Por supuesto, España y Cataluña revolotean inevitablemente en todo el libro. Las de hoy, o, quizá siendo más precisos, las de 2014, fecha del libro. El federalismo intentado de la I República y sus varias opciones teóricas y no definidas es el objeto principal del libro, pero su sombra se extiende en el tiempo. ¿Y es útil para nuestro hoy? Sí, claro, si uno cree en una perspectiva federal para el país (yo lo hago a través de mi militancia en @federalistak), en las posibilidades de sus asimetrías, y en los logros obvios por un lado y cercenados por otros, de las autonomías (¿son sus fallos resultado de un federalismo incompleto, o un avance de que España es fallida e imposible ni centralizada ni federada?).
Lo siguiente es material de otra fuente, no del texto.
PR #290, opened 2023-04-28
Add cairo-version to Scarb.toml and comparing it with current cairo version

### LINKED ISSUE #226: Add `cairo-version` field to Scarb.toml
Basically mimic behaviour of `rust-version` in Cargo

4rgorok:
Adding `cairo-version` to `Scarb.toml` and comparing it with current cairo version

Closes #226

### DIFF
--- a/scarb/src/core/manifest/mod.rs
+++ b/scarb/src/core/manifest/mod.rs
@@ -148,6 +148,7 @@ pub struct ManifestMetadata {
     pub repository: Option<String>,
     #[serde(rename = "tool")]
     pub tool_metadata: Option<BTreeMap<SmolStr, Value>>,
+    pub cairo_version: Option<VersionReq>,
 }
 
 #[derive(Clone, Debug, Serialize, Deserialize, Eq, PartialEq, Hash)]
--- a/scarb/src/ops/resolve.rs
+++ b/scarb/src/ops/resolve.rs
@@ -13,6 +13,7 @@ use crate::core::registry::Registry;
 use crate::core::resolver::Resolve;
 use crate::core::workspace::Workspace;
 use crate::core::Target;
+use crate::internal::to_version::ToVersion;
 use crate::resolver;
 
 pub struct WorkspaceResolve {
@@ -142,6 +143,8 @@ fn generate_cairo_compilation_units(
     assert!(!packages.is_empty());
     assert_eq!(packages[0].id, member.id);
 
+    check_cairo_version_compatibility(&packages, ws)?;
+
     // Print warnings for dependencies that are not usable.
     for pkg in other {
         ws.config().ui().warn(format!(
@@ -199,4 +202,26 @@ fn generate_cairo_compilation_units(
 /// Build a set of `cfg` items to enable while building the compilation unit.
 fn build_cfg_set(target: &Target) -> CfgSet {
     CfgSet::from_iter([Cfg::kv("target", target.kind.clone())])
+}
+
+fn check_cairo_version_compatibility(packages: &[Package], ws: &Workspace<'_>) -> Result<()> {
+    let current_version = crate::version::get().cairo.version.to_version().unwrap();
+    let matching_version = packages.iter().all(|pkg| {
+        match &pkg.manifest.metadata.cairo_version {
+            Some(package_version) if !package_version.matches(&current_version) => {
+                ws.config().ui().error(format!(
+                    "Package {}. Required Cairo version isn't compatible with current version. Should be: {} is: {}",
+                    pkg.id.name, package_version, current_version
+                ));
+                false
+            }
+            _ => true
+        }
+    });
+    if !matching_version {
+        anyhow::bail!(
+            "For each package, the required Cairo version must match the current Cairo version."
+        );
+    }
+    Ok(())
 }
--- a/scarb/tests/e2e/build.rs
+++ b/scarb/tests/e2e/build.rs
@@ -232,6 +232,77 @@ fn compile_with_invalid_version() {
 }
 
 #[test]
+fn compile_with_invalid_cairo_version() {
+    let t = TempDir::new().unwrap();
+    t.child("Scarb.toml")
+        .write_str(
+            r#"
+            [package]
+            name = "foo"
+            version = "0.1.0"
+            cairo-version = "f"
+            "#,
+        )
+        .unwrap();
+    Scarb::quick_snapbox()
+        .arg("build")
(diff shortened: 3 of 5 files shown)


scarb/src/core/manifest/mod.rs
```diff
@@ -148,6 +148,7 @@ pub struct ManifestMetadata {
     pub repository: Option<String>,
     #[serde(rename = "tool")]
     pub tool_metadata: Option<BTreeMap<SmolStr, Value>>,
+    pub cairo_version: Option<Version>,
```
mkaput, line 151: This should be `VersionReq` isn't it? We want to allow users specifying ranges of Cairo versions

```suggestion
    pub cairo_version: Option<VersionReq>,
```

scarb/src/ops/resolve.rs
```diff
@@ -78,10 +89,28 @@ pub fn generate_compilation_units(
                         member.id, pkg.id.name
                     ));
                 }
+
+                let package_version = pkg.manifest.metadata.cairo_version.clone();
+                if package_version.is_some() {
+                    let package_version = package_version.unwrap();
```
maciektr, line 95:
```suggestion
                if let Some(package_version) = package_version  {
```
FYI https://doc.rust-lang.org/rust-by-example/flow_control/if_let.html

scarb/src/ops/resolve.rs
```diff
@@ -67,6 +69,15 @@ pub fn generate_compilation_units(
...
     for member in ws.members() {
+        let current_version = Version::parse(&*get().cairo.version)?;
+        // Remove any pre-release identifiers for easier comparison
+        let untagged_version = semver::Version::new(
+            current_version.major,
+            current_version.minor,
+            current_version.patch,
+        );
+
+        let mut matching_version = true;
```
maciektr, line 80: I would suggest moving the logic out of the filter closure instead, with something among the lines of `let matching_version = packages.iter().all(|pkg| { ... });`

mkaput (changes requested):
Minor code style protips + I think dropping prerelease tag is not okay yet for us.

This looks like it's quite close to be done 🎉

mkaput (commented):
Don't forget to write tests!

scarb/tests/e2e/build.rs
```diff
@@ -231,6 +231,60 @@ fn compile_with_invalid_version() {
...
+                TOML parse error at line 5, column 29
+                  |
+                5 |             cairo-version = "f"
+                  |                             ^^^
+                unexpected character 'f' while parsing major version number
+        "#});
+}
+
+#[test]
+fn compile_with_incompatible_cairo_version() {
```
mkaput, line 265: Could you please also add a test which compiles successfully?

scarb/src/ops/resolve.rs
```diff
@@ -123,6 +96,28 @@ pub fn generate_compilation_units(
...
+                }
+            }
+            is_matching
+        });
+
+        if !matching_version {
+            anyhow::bail!(
+                "For each package, the required Cairo version must match the current Cairo version."
+            );
+        }
```
mkaput, line 119: Consider extracting this to separate function

scarb/src/ops/resolve.rs
```diff
@@ -123,6 +96,28 @@ pub fn generate_compilation_units(
...
+            if let Some(package_version) = package_version  {
+                is_matching = package_version.matches(&current_version);
+                if !is_matching {
+                    ws.config().ui().error(format!(
+                        "Package {}. Required Cairo version isn't compatible with current version. Should be: {} is: {}",
+                        pkg.id.name, package_version.to_string(), current_version.to_string()
+                    ));
+                }
+            }
+            is_matching
```
mkaput, line 112: protip, this would be more idiomatic I think:

```suggestion
            match &pkg.manifest.metadata.cairo_version {
                Some(package_version) if !package_version.matches(&current_version) => {
                    ws.config().ui().error(format!(
                        "Package {}. Required Cairo version isn't compatible with current version. Should be: {} is: {}",
                        pkg.id.name, package_version, current_version
                    ));
                    false
                }
                _ => true
            }
```

note that I have removed `to_string()` calls, because they come from `ToString` trait which is implemented if a type implements `Display`, and `format!` macro can happily consume `Display` types

mkaput (changes requested):
Looks very good! Only the missing test is what I really need here

scarb/src/ops/resolve.rs
```diff
@@ -183,3 +167,25 @@ async fn collect_packages_from_resolve_graph(
 fn build_cfg_set(target: &Target) -> CfgSet {
     CfgSet::from_iter([Cfg::kv("target", target.kind.clone())])
 }
+
+#[tracing::instrument(skip_all, level = "debug")]
```
mkaput, line 171:
```suggestion
```

I don't think we'll need to measure execution times of this function :)

scarb/tests/e2e/support/project_builder.rs
```diff
@@ -51,6 +53,11 @@ impl ProjectBuilder {
         self
     }
 
+    pub fn cairo_version(mut self, cairo_version: impl ToVersion) -> Self {
```
mkaput, line 56: 🔥

scarb/src/ops/resolve.rs
```diff
@@ -183,3 +167,25 @@ async fn collect_packages_from_resolve_graph(
...
+pub fn is_cairo_version_compatible(
```
mkaput, line 172:
```suggestion
fn check_cairo_version_compatibility(
```

this is not a predicate, `is_` naming is misleading here, it'd be slightly more enclosed function if it returned `Result<()>` and bailed inside

scarb/src/ops/resolve.rs
```diff
@@ -183,3 +167,25 @@ async fn collect_packages_from_resolve_graph(
...
+    packages: &Vec<Package>,
```
mkaput, line 173:
```suggestion
    packages: &[Package],
```

passing slices is favourable over passing reference to a vector

mkaput (changes requested):

mkaput (approved):
Please resolve merge conflict and let's see if CI passes. To my eyes this looks good to go, though I see that `cargo fmt` and possibly clippy will complain

mkaput (changes requested):
Please rebase and create sensible commit history on this branch before merging

mkaput (approved):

Pero no del todo útil, porque desde 2014 han crecido en grado sumo opciones independentistas que rechazan la opción federal por insuficiente, pero también de modo importante hábiles opciones fascistas que hacen de la pervivencia democrática un matiz incluso en duda, lo cual es un peligro para la libertad como valor inherente al federalismo. Éste tiene por tanto nuevos enemigos hiperdesarrollados tanto a nivel nacional (y no es que en 2014 o antes tuviera una gran corriente afectuosa) e internacional, y la opción de entrega de soberanía a territorios potencialmente parte de una nueva federación es una ilusión en el momento actual.
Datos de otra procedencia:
PR #296, opened 2023-05-02
Clarify information about package names in docs

mkaput:
- Remove package name regex from docs
- Explicitly state that it must not be a Cairo keyword


piotmag769 (commented):
Doesn't the code allow for packages starting with the underscore though?

https://github.com/software-mansion/scarb/blob/main/scarb/src/core/package/name.rs#LL47C8-L47C8

mkaput:
Ah, right, I'll fix docs

PR #302, opened 2023-05-04
Remove invalid sentence that package names cannot start with `_`

mkaput:
https://github.com/software-mansion/scarb/pull/296#pullrequestreview-1412973251

### DIFF
--- a/website/pages/docs/reference/manifest.mdx
+++ b/website/pages/docs/reference/manifest.mdx
@@ -27,7 +27,6 @@ The package name is an identifier used to refer to the package.
 It is used when listed as a dependency in another package, and as the default name of targets.
 
 The name must use only ASCII alphanumeric characters or `_`, and cannot be empty.
-It cannot also start with underscore.
 It also must not be a valid Cairo identifier.
 
 ### `version`
--- a/website/pages/docs/reference/manifest.mdx
+++ b/website/pages/docs/reference/manifest.mdx
@@ -23,11 +23,11 @@ The only required fields are [`name`](#name) and [`version`](#version).
 
 ### `name`
 
-The package name is an identifier used to refer to the package.
+The package name is a valid Cairo identifier used to refer to the package.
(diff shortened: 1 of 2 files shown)


piotmag769 (approved):
It leaves room for weird package names like "___", but I would leave it as it is.
I think it is also worth to add the 4th condition (that the package name cannot be equal to `_`) [there](https://github.com/software-mansion/scarb/blob/main/scarb/src/core/package/name.rs#LL24C38-L24C38) and change the regex right below that to:
```regex
^(?!_$)[a-zA-Z_][0-9a-zA-Z_]*$
```

website/pages/docs/reference/manifest.mdx
```diff
@@ -27,7 +27,6 @@ The package name is an identifier used to refer to the package.
 It is used when listed as a dependency in another package, and as the default name of targets.
 
 The name must use only ASCII alphanumeric characters or `_`, and cannot be empty.
-It cannot also start with underscore.
```
piotmag769, line 30:
```suggestion
It cannot also be equal to `_`.
```

mkaput: `_` is not a valid identifier in Cairo so that's already covered

mkaput:
> It leaves room for weird package names like "___", but I would leave it as it is. I think it is also worth adding the 4th condition (that the package name cannot be equal to `_`) [there](https://github.com/software-mansion/scarb/blob/main/scarb/src/core/package/name.rs#LL24C38-L24C38) and change the regex right below that to:
> 
> ```regexp
> ^(?!_$)[a-zA-Z_][0-9a-zA-Z_]*$
> ```

If `___` is a valid Cairo identifier, then I think we must also permit it as a valid package name. We could impose such restrictions on the package registry level, but the package manager should always keep package names cover Cairo identifier set entirely

piotmag769 (approved):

Pero Cagiao y Conde tampoco explora este asunto. En parte porque aún no había sucedido el terremoto de 2017, cuyas ondas aún llegan, y que tan interesante sería en términos académicos a la luz de lo que un federalismo podría ofrecer como solución verdadera, hoy negada. En cualquier caso, Tres maneras de entender el federalismo es un libro ágil y una introducción profunda en el tema, escrito con gran soltura y hábil capacidad expositiva, muy disfrutable por ello. Si el lector tiene interés en el federalismo o en la organización territorial, o simplemente en la Historia política, lo va a devorar fácil y probablemente encuentre una base académica de interés. Obviamente, interesados en general en el apasionante siglo XIX español también tienen aquí muchas páginas de interés.